*** DATA Section Begins ***

Issue #1755, opened 2021-01-27
Unit tests: Rewrite RunScheduleManagerTest


mzueva:
**Background**
At the moment `RunScheduleManagerTest` is annotated with `@DirtiesContext` and uses TestApplicationWithAclSecurity as context configuration. In order to reduce test startup time we need to remove `@DirtiesContext` annotation and make `RunScheduleManagerTest` a unit test without spring context (dao layer & other beans shall be replaced by mocks).

PR #1785, opened 2021-02-05
Unit tests: Rewrite RunScheduleManagerTest #1755

VolLol:
Remove @DirtiesContext and re-write test methods.

### DIFF
--- a/api/src/test/java/com/epam/pipeline/manager/pipeline/RunScheduleManagerTest.java
+++ b/api/src/test/java/com/epam/pipeline/manager/pipeline/RunScheduleManagerTest.java
@@ -257,7 +257,6 @@ public class RunScheduleManagerTest {
         runScheduleManager.deleteSchedulesForRunByPipeline(testPipeline.getId());
 
         verify(mockRunScheduler, times(2)).unscheduleRunSchedule(any());
-        verify(mockRunScheduleDao).deleteRunSchedulesForRunByPipeline(anyLong());
     }
 
     @Test(expected = IllegalArgumentException.class)
--- a/api/src/test/java/com/epam/pipeline/manager/pipeline/RunScheduleManagerTest.java
+++ b/api/src/test/java/com/epam/pipeline/manager/pipeline/RunScheduleManagerTest.java
@@ -74,8 +74,10 @@ public class RunScheduleManagerTest {
             PipelineCreatorUtils.getPipelineRunScheduleVO(RunScheduledAction.RESUME, CRON_EXPRESSION2, TIME_ZONE);
     private final PipelineRunScheduleVO testRunScheduleVO3 =
             PipelineCreatorUtils.getPipelineRunScheduleVO(RunScheduledAction.RUN, CRON_EXPRESSION2, TIME_ZONE);
-    private final RunSchedule runPauseSchedule = createRunSchedule(PAUSE_SCHEDULE_ID, RunScheduledAction.PAUSE, CRON_EXPRESSION1);
-    private final RunSchedule runResumeSchedule = createRunSchedule(RESUME_SCHEDULE_ID, RunScheduledAction.RESUME, CRON_EXPRESSION2);
+    private final RunSchedule runPauseSchedule =
+            createRunSchedule(PAUSE_SCHEDULE_ID, RunScheduledAction.PAUSE, CRON_EXPRESSION1);
+    private final RunSchedule runResumeSchedule =
+            createRunSchedule(RESUME_SCHEDULE_ID, RunScheduledAction.RESUME, CRON_EXPRESSION2);
 
     @InjectMocks
     private RunScheduleManager runScheduleManager;
@@ -227,7 +229,8 @@ public class RunScheduleManagerTest {
         doReturn(Optional.of(runResumeSchedule))
                 .when(mockRunScheduleDao).loadRunSchedule(RESUME_SCHEDULE_ID);
 
-        runScheduleManager.deleteSchedules(RUN_ID, ScheduleType.PIPELINE_RUN, Arrays.asList(PAUSE_SCHEDULE_ID, RESUME_SCHEDULE_ID));
+        runScheduleManager.deleteSchedules(
+                RUN_ID, ScheduleType.PIPELINE_RUN, Arrays.asList(PAUSE_SCHEDULE_ID, RESUME_SCHEDULE_ID));
 
         verify(mockRunScheduler, times(2)).unscheduleRunSchedule(any());
     }
--- a/api/src/test/java/com/epam/pipeline/manager/pipeline/RunScheduleManagerTest.java
+++ b/api/src/test/java/com/epam/pipeline/manager/pipeline/RunScheduleManagerTest.java
@@ -18,64 +18,64 @@ package com.epam.pipeline.manager.pipeline;
 
 import com.epam.pipeline.common.MessageHelper;
 import com.epam.pipeline.controller.vo.PipelineRunScheduleVO;
-import com.epam.pipeline.controller.vo.PipelineUserVO;
 import com.epam.pipeline.dao.pipeline.RunScheduleDao;
 import com.epam.pipeline.entity.configuration.RunConfiguration;
-import com.epam.pipeline.entity.configuration.RunConfigurationEntry;
 import com.epam.pipeline.entity.pipeline.Pipeline;
-import com.epam.pipeline.entity.pipeline.PipelineRun;
-import com.epam.pipeline.entity.pipeline.TaskStatus;
 import com.epam.pipeline.entity.pipeline.run.RunSchedule;
 import com.epam.pipeline.entity.pipeline.run.ScheduleType;
 import com.epam.pipeline.entity.pipeline.run.RunScheduledAction;
-import com.epam.pipeline.entity.region.AbstractCloudRegion;
 import com.epam.pipeline.entity.user.PipelineUser;
 import com.epam.pipeline.manager.ObjectCreatorUtils;
+import com.epam.pipeline.manager.configuration.RunConfigurationManager;
 import com.epam.pipeline.manager.scheduling.RunScheduler;
 import com.epam.pipeline.manager.scheduling.ScheduleProviderManager;
 import com.epam.pipeline.manager.scheduling.provider.PipelineRunScheduleProvider;
 import com.epam.pipeline.manager.scheduling.provider.RunConfigurationScheduleProvider;
 import com.epam.pipeline.manager.security.AuthManager;
+import com.epam.pipeline.test.creator.configuration.ConfigurationCreatorUtils;
+import com.epam.pipeline.test.creator.pipeline.PipelineCreatorUtils;
 import org.junit.Before;
 import org.junit.Test;
 import org.mockito.InjectMocks;
 import org.mockito.Mock;
-import org.mockito.Mockito;
 
 import static org.mockito.Matchers.any;
 
 import org.mockito.MockitoAnnotations;
 
-import java.util.ArrayList;
 import java.util.Arrays;
 import java.util.Collections;
 import java.util.Date;
-import java.util.List;
 import java.util.Optional;
 import java.util.TimeZone;
-import java.util.stream.Collectors;
 
-import static org.junit.Assert.assertEquals;
-import static org.mockito.Matchers.anyList;
+import static org.mockito.Matchers.anyListOf;
 import static org.mockito.Matchers.anyLong;
 import static org.mockito.Mockito.doReturn;
 import static org.mockito.Mockito.doThrow;
 import static org.mockito.Mockito.verify;
 import static org.mockito.Mockito.times;
-import static org.mockito.Mockito.when;
-import static org.mockito.Matchers.eq;
 
 public class RunScheduleManagerTest {
 
     private static final Long RUN_ID = 1L;
+    private static final Long PAUSE_SCHEDULE_ID = 1L;
+    private static final Long RESUME_SCHEDULE_ID = 2L;
     private static final String CRON_EXPRESSION1 = "0 0 12 * * ?";
     private static final String CRON_EXPRESSION2 = "0 15 10 ? * *";
     private static final String TEST_NAME = "TEST";
-    private static final String TEST_REPOSITORY = "///";
-    private static final TimeZone TIME_ZONE = TimeZone.getTimeZone("UTC");
-    private static final String TEST_PIPELINE_REPO_SSH = "git@test";
-    private static final String USER_OWNER = "OWNER";
-    private static final String ENTRY_NAME = "entry";
+    private static final String TIME_ZONE = "Coordinated Universal Time";
+
+    private final RunConfiguration runConfiguration = ConfigurationCreatorUtils.getRunConfiguration(2L, TEST_NAME);
+    private final Pipeline testPipeline = PipelineCreatorUtils.getPipeline(RUN_ID, TEST_NAME);
+    private final PipelineRunScheduleVO testRunScheduleVO =
+            PipelineCreatorUtils.getPipelineRunScheduleVO(RunScheduledAction.PAUSE, CRON_EXPRESSION1, TIME_ZONE);
+    private final PipelineRunScheduleVO testRunScheduleVO2 =
+            PipelineCreatorUtils.getPipelineRunScheduleVO(RunScheduledAction.RESUME, CRON_EXPRESSION2, TIME_ZONE);
+    private final PipelineRunScheduleVO testRunScheduleVO3 =
+            PipelineCreatorUtils.getPipelineRunScheduleVO(RunScheduledAction.RUN, CRON_EXPRESSION2, TIME_ZONE);
+    private final RunSchedule runPauseSchedule = createRunSchedule(PAUSE_SCHEDULE_ID, RunScheduledAction.PAUSE, CRON_EXPRESSION1);
+    private final RunSchedule runResumeSchedule = createRunSchedule(RESUME_SCHEDULE_ID, RunScheduledAction.RESUME, CRON_EXPRESSION2);
 
     @InjectMocks
     private RunScheduleManager runScheduleManager;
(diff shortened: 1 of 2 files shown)


api/src/test/java/com/epam/pipeline/manager/pipeline/RunScheduleManagerTest.java
```diff
@@ -103,179 +121,242 @@ public void setUp() {
...
     @Test
-    @WithMockUser(username = USER_OWNER)
     public void testCreateRunSchedules() {
-        final List<RunSchedule> runSchedules = runScheduleManager.createSchedules(RUN_ID, ScheduleType.PIPELINE_RUN,
-                    Arrays.asList(testRunScheduleVO, testRunScheduleVO2));
-        runSchedules.forEach(this::loadAndAssertSchedule);
+        when(mockRunScheduleDao.loadAllRunSchedules()).thenReturn(Collections.emptyList());
+        when(mockScheduleProviderManager.getProvider(ScheduleType.PIPELINE_RUN)).thenReturn(mockPipelineRunScheduleProvider);
+        when(mockScheduleProviderManager.getProvider(ScheduleType.RUN_CONFIGURATION)).thenReturn(mockRunConfigurationScheduleProvider);
+        when(mockAuthManager.getCurrentUser()).thenReturn(mockPipelineUser);
```
tcibinan: I would say that `mockScheduleProviderManager` and `mockAuthManager` mocking can be extracted to `setUp` method because it's the same for all the tests.

api/src/test/java/com/epam/pipeline/manager/pipeline/RunScheduleManagerTest.java
```diff
@@ -103,179 +121,242 @@ public void setUp() {
...
         final PipelineRunScheduleVO runScheduleVO2 = getRunScheduleVO(RunScheduledAction.RESUME, CRON_EXPRESSION1);
         runScheduleManager.createSchedules(RUN_ID, ScheduleType.PIPELINE_RUN,
                 Arrays.asList(runScheduleVO, runScheduleVO2));
     }
 
     @Test(expected = IllegalArgumentException.class)
-    @WithMockUser(username = USER_OWNER)
-    public void  createSchedulesWithWrongAction() {
+    public void createSchedulesWithWrongAction() {
+        doThrow(IllegalArgumentException.class).when(mockScheduleProviderManager).getProvider(ScheduleType.RUN_CONFIGURATION);
```
tcibinan: The test is a bit confusing because it is not clear how does a wrong action and `getProvider` throwing `IllegalArgumentException` are connected. I think that `mockScheduleProviderManager.verifyScheduleAction` should throw the exception instead.

api/src/test/java/com/epam/pipeline/manager/pipeline/RunScheduleManagerTest.java
```diff
@@ -103,179 +121,242 @@ public void setUp() {
...
+
     @Test(expected = IllegalArgumentException.class)
-    @WithMockUser(username = USER_OWNER)
     public void testCreateRunScheduleWithExistentCronExpression() {
+        when(mockScheduleProviderManager.getProvider(ScheduleType.PIPELINE_RUN)).thenReturn(mockPipelineRunScheduleProvider);
+        when(mockAuthManager.getCurrentUser()).thenReturn(mockPipelineUser);
+
         runScheduleManager.createSchedules(RUN_ID, ScheduleType.PIPELINE_RUN,
                 Collections.singletonList(testRunScheduleVO));
         testRunScheduleVO.setAction(RunScheduledAction.RESUME);
```
tcibinan: If you delete these lines the test still passes. You see, the problem here is that previously the test used real data base and some additional actions were required. As long as we mock everything now we can skip most of the preconfiguration and just test exactly what we want to verify.

api/src/test/java/com/epam/pipeline/manager/pipeline/RunScheduleManagerTest.java
```diff
@@ -103,179 +121,242 @@ public void setUp() {
...
+
+        doReturn(Collections.singletonList(createRunSchedule())).
```
tcibinan: Could you please move the dot to the next line.

```java
// bad
doReturn().
    when();

// good
doReturn
    .when();
```

api/src/test/java/com/epam/pipeline/manager/pipeline/RunScheduleManagerTest.java
```diff
@@ -103,179 +121,242 @@ public void setUp() {
...
         testRunScheduleVO = getRunScheduleVO(RunScheduledAction.PAUSE, CRON_EXPRESSION1);
         testRunScheduleVO2 = getRunScheduleVO(RunScheduledAction.RESUME, CRON_EXPRESSION2);
         testRunScheduleVO3 = getRunScheduleVO(RunScheduledAction.RUN, CRON_EXPRESSION2);
 
+        MockitoAnnotations.initMocks(this);
     }
 
     @Test
-    @WithMockUser(username = USER_OWNER)
     public void testCreateRunSchedules() {
```
tcibinan: Could you please break the test into two tests: `testCreatePipelineRunSchedules` and `testCreateRunConfigurationSchedules`.

api/src/test/java/com/epam/pipeline/manager/pipeline/RunScheduleManagerTest.java
```diff
@@ -103,179 +121,242 @@ public void setUp() {
...
+        when(mockAuthManager.getCurrentUser()).thenReturn(mockPipelineUser);
+
         final List<RunSchedule> schedules =
-            runScheduleManager.createSchedules(RUN_ID, ScheduleType.PIPELINE_RUN,
-                    Arrays.asList(testRunScheduleVO, testRunScheduleVO2));
+                runScheduleManager.createSchedules(RUN_ID, ScheduleType.PIPELINE_RUN,
+                        Arrays.asList(testRunScheduleVO, testRunScheduleVO2));
+
+        schedules.get(0).setId(1L);
+        schedules.get(1).setId(2L);
```
tcibinan: Again, as long as we write a unit test  then there is no actual need to create schedules first using `runScheduleManager`. Just mock everything you need and then test only a single method - `updateSchedules`.

Same for all update and delete tests in the class.

api/src/test/java/com/epam/pipeline/manager/pipeline/RunScheduleManagerTest.java
```diff
@@ -1,5 +1,5 @@
 /*
```
tcibinan: Could you please add missing `final` keywords and also replace mocking by the following pattern. It tends to be more common syntax and we try to use it in all the tests right now.

```
# bad
when().doSomething().thenReturn();

# good
doReturn().when().doSomething();
```

tcibinan (changes requested):

api/src/test/java/com/epam/pipeline/manager/pipeline/RunScheduleManagerTest.java
```diff
@@ -103,214 +115,240 @@ public void setUp() {
...
         final PipelineRunScheduleVO runScheduleVO2 = getRunScheduleVO(RunScheduledAction.RESUME, CRON_EXPRESSION1);
         runScheduleManager.createSchedules(RUN_ID, ScheduleType.PIPELINE_RUN,
                 Arrays.asList(runScheduleVO, runScheduleVO2));
     }
 
     @Test(expected = IllegalArgumentException.class)
-    @WithMockUser(username = USER_OWNER)
-    public void  createSchedulesWithWrongAction() {
+    public void createSchedulesWithWrongAction() {
+        doThrow(IllegalArgumentException.class).when(mockScheduleProviderManager).getProvider(ScheduleType.RUN_CONFIGURATION);
```
tcibinan: Please remove this mocking because you already have throwing one.

api/src/test/java/com/epam/pipeline/manager/pipeline/RunScheduleManagerTest.java
```diff
@@ -103,214 +115,240 @@ public void setUp() {
...
+                .when(mockRunScheduleDao).loadAllRunSchedulesBySchedulableIdAndType(RUN_ID, ScheduleType.PIPELINE_RUN);
+
+        runScheduleManager.updateSchedules(RUN_ID, ScheduleType.PIPELINE_RUN,
+                Arrays.asList(testRunScheduleVO, testRunScheduleVO2));
+
+        verify(mockRunScheduler, times(2)).scheduleRunSchedule(any());
+        verify(mockRunScheduler, times(2)).unscheduleRunSchedule(any());
+        verify(mockRunScheduleDao, times(1)).updateRunSchedules(anyList());
+        verify(mockRunScheduleDao, times(1)).loadAllRunSchedulesBySchedulableIdAndType(anyLong(), eq(ScheduleType.PIPELINE_RUN));
+        verify(mockScheduleProviderManager, times(3)).getProvider(ScheduleType.PIPELINE_RUN);
```
tcibinan: I suppose we can just check only the core calls skipping all the rest.

```java
verify(mockRunScheduler, times(2)).scheduleRunSchedule(any());
verify(mockRunScheduler, times(2)).unscheduleRunSchedule(any());
verify(mockRunScheduleDao).updateRunSchedules(anyListOf(RunSchedule.class));
```

api/src/test/java/com/epam/pipeline/manager/pipeline/RunScheduleManagerTest.java
```diff
@@ -103,214 +115,240 @@ public void setUp() {
...
-        final List<RunSchedule> runSchedules = runScheduleManager.createSchedules(RUN_ID, ScheduleType.PIPELINE_RUN,
-                    Arrays.asList(testRunScheduleVO, testRunScheduleVO2));
-        runSchedules.forEach(this::loadAndAssertSchedule);
+    public void testCreatePipelineRunSchedules() {
+        runScheduleManager.createSchedules(RUN_ID, ScheduleType.PIPELINE_RUN,
+                Arrays.asList(testRunScheduleVO, testRunScheduleVO2));
+
+        verify(mockRunScheduler, times(2)).scheduleRunSchedule(any());
+        verify(mockRunScheduleDao, times(1)).createRunSchedules(anyList());
+        verify(mockScheduleProviderManager, times(3)).getProvider(ScheduleType.PIPELINE_RUN);
```
tcibinan: I suppose we can skip this verification in all tests. It doesn't really check anything specific and strongly depends on the implementation details.

api/src/test/java/com/epam/pipeline/manager/pipeline/RunScheduleManagerTest.java
```diff
@@ -103,214 +115,240 @@ public void setUp() {
...
-        final List<RunSchedule> loadRunSchedule = runScheduleManager
-                .loadAllSchedulesBySchedulableId(RUN_ID, ScheduleType.PIPELINE_RUN);
-        assertEquals(0, loadRunSchedule.size());
-        Mockito.verify(runScheduler, Mockito.times(2)).unscheduleRunSchedule(any());
+        runScheduleManager.deleteSchedulesForRunByPipeline(testPipeline.getId());
 
+        verify(mockPipelineRunManager, times(1)).loadAllRunsByPipeline(anyLong());
+        verify(mockRunScheduleDao, times(1)).loadAllRunSchedulesBySchedulableIdAndType(anyLong(), eq(ScheduleType.PIPELINE_RUN));
+        verify(mockRunScheduler, times(2)).unscheduleRunSchedule(any());
+        verify(mockRunScheduleDao, times(1)).deleteRunSchedulesForRunByPipeline(anyLong());
```
tcibinan: Let's simplify the verification to just the following

```java
verify(mockRunScheduler, times(2)).unscheduleRunSchedule(any());
verify(mockRunScheduleDao).deleteRunSchedulesForRunByPipeline(anyLong());
```

api/src/test/java/com/epam/pipeline/manager/pipeline/RunScheduleManagerTest.java
```diff
@@ -103,214 +115,240 @@ public void setUp() {
...
     @Test(expected = IllegalArgumentException.class)
-    @WithMockUser(username = USER_OWNER)
     public void loadRunScheduleByWrongId() {
-        final RunSchedule runSchedule =
-            runScheduleManager.createSchedules(RUN_ID, ScheduleType.PIPELINE_RUN,
-                    Collections.singletonList(testRunScheduleVO)).get(0);
-        runScheduleManager.loadSchedule(runSchedule.getSchedulableId());
+        doThrow(IllegalArgumentException.class).when(mockRunScheduleDao).loadRunSchedule(1L);
+
+        runScheduleManager.loadSchedule(1L);
```
tcibinan: You can see that according to `mockRunScheduleDao::loadRunSchedule` implementation it doesn't throw errors on missing run schedules but rather return an empty optional.

tcibinan (changes requested):

api/src/test/java/com/epam/pipeline/manager/pipeline/RunScheduleManagerTest.java
tcibinan: Could you please remove similar verifications from all the tests?

```
verify(mockScheduleProviderManager, times(3)).getProvider(ScheduleType.PIPELINE_RUN);
```

api/src/test/java/com/epam/pipeline/manager/pipeline/RunScheduleManagerTest.java
```diff
@@ -68,27 +69,40 @@
...
 
-    @Autowired
-    private RunConfigurationDao configurationDao;
+    @Mock
+    private PipelineUser mockPipelineUser;
 
-    @Autowired
-    private UserManager userManager;
+    @InjectMocks
+    private RunConfigurationScheduleProvider mockRunConfigurationScheduleProvider;
```
tcibinan, line 104: No need to use spy here. Let's use a regular mock for the class.

api/src/test/java/com/epam/pipeline/manager/pipeline/RunScheduleManagerTest.java
tcibinan: The only actual mocking in the test should be the following.

```
        doThrow(AssertionError.class).when(mockRunConfigurationScheduleProvider)
                .verifyScheduleAction(RUN_ID, eq(any()));
```

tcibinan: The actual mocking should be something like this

*** DATA Section Ends ***

TASK TO COMPLETE -
Here the job is to set down exactly the lines of the material above that fall between the one with "-import com.epam.pipeline.entity.region.AbstractCloudRegion;" and the one with "-import java.util.stream.Collectors;", inclusive, and nothing beyond them.

THE COMPLETED TASK -
-import com.epam.pipeline.entity.region.AbstractCloudRegion;
 import com.epam.pipeline.entity.user.PipelineUser;
 import com.epam.pipeline.manager.ObjectCreatorUtils;
+import com.epam.pipeline.manager.configuration.RunConfigurationManager;
 import com.epam.pipeline.manager.scheduling.RunScheduler;
 import com.epam.pipeline.manager.scheduling.ScheduleProviderManager;
 import com.epam.pipeline.manager.scheduling.provider.PipelineRunScheduleProvider;
 import com.epam.pipeline.manager.scheduling.provider.RunConfigurationScheduleProvider;
 import com.epam.pipeline.manager.security.AuthManager;
+import com.epam.pipeline.test.creator.configuration.ConfigurationCreatorUtils;
+import com.epam.pipeline.test.creator.pipeline.PipelineCreatorUtils;
 import org.junit.Before;
 import org.junit.Test;
 import org.mockito.InjectMocks;
 import org.mockito.Mock;
-import org.mockito.Mockito;
 
 import static org.mockito.Matchers.any;
 
 import org.mockito.MockitoAnnotations;
 
-import java.util.ArrayList;
 import java.util.Arrays;
 import java.util.Collections;
 import java.util.Date;
-import java.util.List;
 import java.util.Optional;
 import java.util.TimeZone;
-import java.util.stream.Collectors;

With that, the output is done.